No, I didn't. I loved Lily like everyone did. I never hated Lily. I was jealous, I was angry, I was spiteful, but I never truly hated her.

"But, Vernon, the boy…in the letter it said that he will die unless we take him!" I tried.

"I will not have a freak living under my roof!!" Vernon shouted and the baby let out a particularly loud sob, which Vernon ignored.
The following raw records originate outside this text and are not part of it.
PR #127, opened 2023-03-15
Make shim / runc-shim APIs more consistent

mxpv:
Current `shim` and `runc-shim` sync/async APIs are not consistent.

In current implementation, async `shim` crate keeps `container` and `task` modules, while sync versions of these modules are kept in `runc-shim` crate.

This PR moves these to `runc-shim` crate for consistency.

In longer run, I'd like to slimify `shim` crate more and remove all implementation details, so it handles shim lifecycle/events only.

image

### DIFF
--- a/crates/runc-shim/src/asynchronous/mod.rs
+++ b/crates/runc-shim/src/asynchronous/mod.rs
@@ -20,13 +20,10 @@ use ::runc::options::DeleteOpts;
 use async_trait::async_trait;
 use containerd_shim::{
     asynchronous::{
-        container::Container,
         monitor::{monitor_subscribe, monitor_unsubscribe, Subscription},
         processes::Process,
         publisher::RemotePublisher,
-        spawn,
-        task::TaskService,
-        ExitSignal, Shim,
+        spawn, ExitSignal, Shim,
     },
     event::Event,
     io_error,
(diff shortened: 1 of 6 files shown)


crates/runc-shim/src/asynchronous/mod.rs
```diff
@@ -45,7 +42,12 @@ use crate::{
     common::{create_runc, has_shared_pid_namespace, ShimExecutor, GROUP_LABELS},
 };
 
+mod container;
 mod runc;
+mod task;
+
+use container::Container;
+use task::TaskService;
```
Burning1020, line 50: Is it resonable to make `use container::Container;` and `use task::TaskService;` be in `use crate::{}`？Just to keep it clean. :)

Burning1020 (approved):
LGTM

crates/runc-shim/src/asynchronous/mod.rs
mxpv: Like `crate::asynchronous::container::Container` ?

crates/runc-shim/src/asynchronous/mod.rs
```diff
@@ -20,13 +20,10 @@ use ::runc::options::DeleteOpts;
 use async_trait::async_trait;
 use containerd_shim::{
     asynchronous::{
-        container::Container,
         monitor::{monitor_subscribe, monitor_unsubscribe, Subscription},
```
Burning1020, line 23: move them to here?

mxpv: On my list, but this requires slightly more refactoring.
Will follow up in another PR.

Issue #4, opened 2021-12-12
Will the rust-extensions support Windows?


jiangliu:
Seems currently implementation supports UNIX-like OSs only, is there any plan for Windows or it's ok to focus on Unix-like OSs?

mxpv:
I don't have windows environment, so I haven't tried it.
But it would be good to support all platforms though.
I think a good starting point would be to get [ttrpc-rust](https://github.com/containerd/ttrpc-rust) running on windows CI, to make sure nothing is broken.
Rust extensions should be straightforward to port

jiangliu:
It would be great to support Windows, but it does need some efforts. So how about marking it as an TODO?

mxpv:
Sure, let's keep this open

jsturtevant:
was able to get most of the shim related code to build using https://github.com/containerd/ttrpc-rust/issues/132 with a few tweaks

PR #139, opened 2023-04-26
Windows support for the synchronous shim

jsturtevant:
Fixes: #4

This adds Windows support for the synchronous shim on windows.  It builds on the support added to [ttrpc-rust for Windows](https://github.com/containerd/ttrpc-rust/pull/172).   It does require a couple updates (https://github.com/containerd/ttrpc-rust/pull/182 and https://github.com/containerd/ttrpc-rust/pull/185) and a release from that project.

Couple things to note:

- Windows doesn't have the same signal handling as Linux so this adds a real basic implementation  (thanks @danbugs for helping).  It looks like the Linux implementation uses SIGCHILD to handle child processes but Windows doesn't have a similar concept. If required down the line we could look into something as described in https://learn.microsoft.com/en-us/previous-versions/ms811896(v=msdn.10)#signals-and-signal-handling
- Windows shim logging is implemented using named Pipes in Containerd.  I've added detailed comments in the code on some assumptions.  The file logger does work for windows so I didn't completely remove it from compiling on windows, in case we wanted to make that configurable (it mostly makes debugging this crate easier).
- The windows shim activation is slightly different. Again I've left comments inline but the basic pattern comes from https://github.com/microsoft/hcsshim/blob/v0.10.0-rc.7/cmd/containerd-shim-runhcs-v1/serve.go#L57-L70. This seemed simpler than re-writing the rust `command` implementation in this repository but does add some complexity to how the shim boots.
- There are several crate in here that either won't ever work (runc) or I didn't focus on initially. This means the `cargo build` from root won't just work.  This means a user would need to call `cargo build` from the crate folders that do support windows (shim/shim-protos) 

Todo:

- [x] add a Windows pipeline to validate code
- [x] respond to initial feedback
- [x] get a release of ttrpc


crates/shim/src/synchronous/mod.rs
```diff
@@ -224,6 +281,22 @@ where
...
+    let mut server = Server::new();
+    let address = socket_address(&flags.address, &flags.namespace, &flags.id);
+    server = server.bind(address.as_str())?;
+    Ok(server)
+}
+
+#[cfg(unix)]
+fn create_server(_flags: args::Flags) -> Result<Server> {
+    let mut server = Server::new();
+    server = server.add_listener(SOCKET_FD)?;
```
mxpv, line 295: I'd prefer to have one function that works on both platforms, it's a bit easier to maintain (same applies for others)

```rust
fn create_server(_flags: args::Flags) -> Result<Server> {
     let mut server = Server::new();

     #[cfg(unix)]
     {
         server = server.add_listener(SOCKET_FD)?;
     }

     #[cfg(windows)]
     {
         ...
     }

     Ok(server)
 }
```

mxpv (commented):
This is awesome!
Would be nice to add windows target to our CI to run tests on Windows
(and fix clippy/rustfmt complains)

jsturtevant:
> Would be nice to add windows target to our CI to run tests on Windows

💯 one of the tasks I have to take care to get this out of draft. Thanks for the quick response!

crates/shim/src/synchronous/mod.rs
jsturtevant: I've converted most of these to a single function in https://github.com/containerd/rust-extensions/pull/139/commits/59f358fa1a799d786efc857f5f012d41dd65bd25

There were two places where I am not sure to handle it since the functions return different values:

```
#[cfg(windows)]
fn start_listener(address: &str) -> std::io::Result<()> {]

#[cfg(unix)]
fn start_listener(address: &str) -> std::io::Result<UnixListener> {
```

and the signal handling process stuff. 


Any pointers would be appreciated.

jsturtevant:
> > Would be nice to add windows target to our CI to run tests on Windows
> 
> 💯 one of the tasks I have to take care to get this out of draft. Thanks for the quick response!

I've added a job for Windows. Since it only supports a subset of the workspaces right now, it is is own job.  Also note until (https://github.com/containerd/ttrpc-rust/pull/182 and https://github.com/containerd/ttrpc-rust/pull/185) both merge the unit tests on windows are flaky.

jsturtevant:
the ubuntu 20.04 failure doesn't look related:

```
sudo -E PATH=$PATH make integration
  shell: /usr/bin/bash -e {0}
  env:
    GOPROXY: direct
    TEST_RUNTIME: io.containerd.runc.v2-rs
    TESTFLAGS_PARALLEL: 1
    EXTRA_TESTFLAGS: -no-criu -test.skip='(TestContainerPTY|TestContainerExecLargeOutputWithTTY|TestTaskUpdate|TestTaskResize)'
    TESTFLAGS_RACE: -race
+ integration
go: google.golang.org/genproto@v0.0.0-202[3](https://github.com/containerd/rust-extensions/actions/runs/4825275170/jobs/8595977056?pr=139#step:7:3)0306155012-7f2fa6fef1f[4](https://github.com/containerd/rust-extensions/actions/runs/4825275170/jobs/8595977056?pr=139#step:7:4) requires
	cloud.google.com/go/bigquery@v1.48.0 requires
	github.com/apache/arrow/go/v10@v10.0.1 requires
	gonum.org/v1/gonum@v0.11.0 requires
	golang.org/x/exp@v0.0.0-20191002040644-a13[5](https://github.com/containerd/rust-extensions/actions/runs/4825275170/jobs/8595977056?pr=139#step:7:5)5ae1e2c3 requires
	golang.org/x/mobile@v0.0.0-20190719004257-d2bd2a29d028: invalid version: git ls-remote -q origin in /home/runner/go/pkg/mod/cache/vcs/1ba9cdedc[6](https://github.com/containerd/rust-extensions/actions/runs/4825275170/jobs/8595977056?pr=139#step:7:6)63bd56a968[7](https://github.com/containerd/rust-extensions/actions/runs/4825275170/jobs/8595977056?pr=139#step:7:7)f5910f19e1ac5f7f472742441d370be599c409f[8](https://github.com/containerd/rust-extensions/actions/runs/4825275170/jobs/8595977056?pr=139#step:7:8)7ec: exit status [12](https://github.com/containerd/rust-extensions/actions/runs/4825275170/jobs/8595977056?pr=139#step:7:13)8:
	fatal: unable to access 'https://go.googlesource.com/mobile/': The requested URL returned error: 502
```

crates/shim/src/synchronous/mod.rs
jsturtevant: I added a little helper struct with an `Option` wrapped around it to get around the limitation for the signal handling function. (70934a20fff1eb6570b845f1c03fa8bf92caa601). I think it was useful for the signal functions.  There is probably an opportunity to improve signal_hook to support windows for that API longer term. I could do it for the listener too but I am not sure it helps with code readability in that case.  

Let me know what you think.

crates/shim/src/lib.rs
```diff
@@ -171,9 +182,18 @@ pub fn socket_address(socket_path: &str, namespace: &str, id: &str) -> String {
...
-    format!("unix://{}/{:x}.sock", SOCKET_ROOT, hash)
+    #[cfg(unix)]
+    {
+        format!("unix://{}/{:x}.sock", SOCKET_ROOT, hash)
+    }
+
+    #[cfg(windows)]
+    {
+        format!(r"\\.\pipe\containerd-shim-{}-pipe", hash)
+    }
```
mxpv, line 193: nit: if/else might be better here:

Like:
```rust
let machine_kind = if cfg!(unix) {
  "unix"
} else if cfg!(windows) {
  "windows"
} else {
  "unknown"
};
```

jsturtevant: and return the formatted strings in the if/else branches?

mxpv: Right, this will be a compile time if/else branches.

jsturtevant: Updated

jsturtevant:
I think this is ready for review, just waiting for a few merges and a release from ttrpc-rust which should be soon 🤞 .  I will leave temporary commits and leave it in draft until then.

jsturtevant:
nothing major changed in the ttrpc version I had pinned and the released crate.  Not sure if something else changed to cuase the integration tests to fail.  I might split out the ttrpc verion upgrade anyways (not sure what this repositories standards are but that is generally asked for in other repos I've worked in).

jsturtevant:
oh, looks like nightly CI started failing last week: https://github.com/containerd/rust-extensions/actions with the first failure in https://github.com/containerd/rust-extensions/actions/runs/5273246763

jsturtevant:
ttrpc 0.8.0 has been released!  I've moved this from draft to ready for review.

> I might split out the ttrpc verion upgrade anyways (not sure what this repositories standards are but that is generally asked for in other repos I've worked in).

@mxpv thoughts?

jsturtevant:
ci is passing again after #148

mxpv (approved):

Issue #2214, opened 2023-02-25
[NativeAOT-LLVM] Managed ABI


SingleAccretion:
As we near the completion of the RyuJit transition, we should reflect on some decisions inherited from the IL backend.

One of those decisions is the managed (or "shadow") ABI.

Recall that in this ABI, arguments are passed in the following manner:
1) Types that do not contain GC references (`unmanaged` in C# parlance) are passed as LLVM arguments.
2) GC primitives as well as structs that have at least one GC field are passed on the shadow stack by value à la x86 or Unix x64.
3) Types that do not contain GC references are returned the same way as in the native calling convention. For WASM, this means that any non-trivial aggregates are returned by reference, using a hidden return buffer parameter.
4) Types that do contain GC references, which, importantly, includes GC primitives, are also returned by reference, with an explicit pointer parameter. Notable: this is currently not really implemented correctly as the return buffer logically resides below the caller's shadow frame, thus any intervening calls and/or safe points risk trashing it.
5) The shadow stack is aligned to the target's pointer size, but the alignment of arguments can be greater than that. The result is that some arguments can still end up misaligned.
6) The shadow stack grows up and there are two pointers prominent on the frame: the passed-in one, used to access local state, and the one passed to callees (currently recomputed at each call).

I propose a number of changes to this scheme. These represent "obvious" improvements that are easily justifiable based on experience with other ABIs. Further adjustments would require more targeted code size and speed benchmarks. So:
1) Return GC primitives and trivial GC aggregates by value. Such SDSU GC values are unlikely to cross safe points, so it does not seem pointful to force them to the stack.
    - #2236
2) Figure out what to do with the stack alignment - either align `long`/`double` to 4 bytes only (on 32 bit), or increase shadow stack alignment to 8. Increasing shadow stack alignment is not great because in general we want as little "wasted" shadow space as possible, to make GC scans faster.
    - #2315 - dynamic double alignment.
3) Move to the traditional "stacks grow down" model. This would allow us to use only one frame pointer throughout the whole frame in most cases, both for accessing the locals, and calling methods (the exception to this would be handlers, but most handler code is cold), without the size penalties of using negative offsets.

yowl:
For my education, how does 3 - growing the stack down, allow us to get rid of a frame pointer?

SingleAccretion:
[...]

PR #2237, opened 2023-03-23
[NativeAOT-LLVM] Return complex structs by reference

### LINKED ISSUE #2190: [NativeAOT-LLVM] PI-related issues

SingleAccretion:
Using the return buffer pointer, like other targets. The pointer will always be unmanaged, with us pinning it if necessary.

Contributes to #2214.
Fixes #2190.

### DIFF
--- a/src/coreclr/jit/compiler.cpp
+++ b/src/coreclr/jit/compiler.cpp
@@ -626,7 +626,7 @@ var_types Compiler::getArgTypeForStruct(CORINFO_CLASS_HANDLE clsHnd,
                                         unsigned             structSize)
 {
 #ifdef TARGET_WASM
-    return m_llvm->GetArgTypeForStructWasm(clsHnd, wbPassStruct, structSize);
+    return m_llvm->GetArgTypeForStructWasm(clsHnd, wbPassStruct);
 #else // !TARGET_WASM
 
     var_types         useType         = TYP_UNKNOWN;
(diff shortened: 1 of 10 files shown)


SingleAccretion:
@dotnet/nativeaot-llvm

yowl (approved):
Looks good and a nice cleanup

PR #2254, opened 2023-04-15
Remove redundant quote in browser platform condition

hez2010:
Fix build.


yowl (approved):
Thanks, didn't test the actual publishing, sorry.

hez2010:
Note that in the latest version we have to specify `IlcHostPackagePath` manually, and `NativeDebugSymbols` seems to be overridden somewhere so we have to pass it via command line directly.
And when use it with .NET 8 sdk, we also need to pass `/p:PublishTrimmed=true`, it's no longer implicitly included.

"Vernon, we're taking him." I said in a firm tone.

"Petunia—"

"We are taking the boy!"

"Y-you want him, Petunia?" Vernon asked, dumbfounded, "You want him?"

"I don't want him, Vernon; I want him to grow up with his own family, but as they are dead…" I took a deep breath as though I was having trouble getting my quota of oxygen, "I don't want the boy, Vernon, but I have to take him. I have to."

He looked for a moment as if he would start shouting again but instead he just sighed and pushed out his chair and said, "I'm going for a walk." And Vernon left the house.

I looked down at the baby on the table, still yowling. This time I was not reluctant to touch him. I took the wriggling baby into my arms as I had his mother a million years before, when we had been innocent children, before anything came between us. I made the same soft shushhing noise that I had with Lily and Diddles. He was warm and fragile in my arms and it was hard to believe that someone wanted to kill him. Whatever anyone could say, he was only a baby. I moved my palm in a circular pattern on his back and finally his weeping quieted and I realized my own cheeks were wet. I wiped the cut upon his forehead clean and looked down at him.

For the first time, I was looking at him properly, when he was neither asleep nor weeping. And Lily's eyes were looking back. It was now that I knew the tears I shed were for her, only twenty-one and murdered. Gone. And all because of her precious magic. The thing that she had had that I never could have, that had made me the boring, useless sister, always cast in her shadow. The thing that had torn us apart. The thing that had made the helpless infant in my arms an orphan. Magic had always only ruined things and broke things and gotten in the way. I hated magic, and not out of envy as once I had. I hated magic simply because it had destroyed so much and brought me nothing but sorrow.

"It won't reach you; it won't get you, too. You won't be like Lily; we'll stamp it out of you." I whispered to the baby with my sister's eyes, "I won't let magic do to you what it's done to me." I swept some of the scarce, silky black hair into place, but it sprang into an odd angle again at once, "I'm going to protect you better than I protected her. I'll keep you safe, Harry."

He shut his eyes and fell asleep, warm and comforted, blissfully unaware and untouched by the knowledge that I would never speak a single kind word to him again.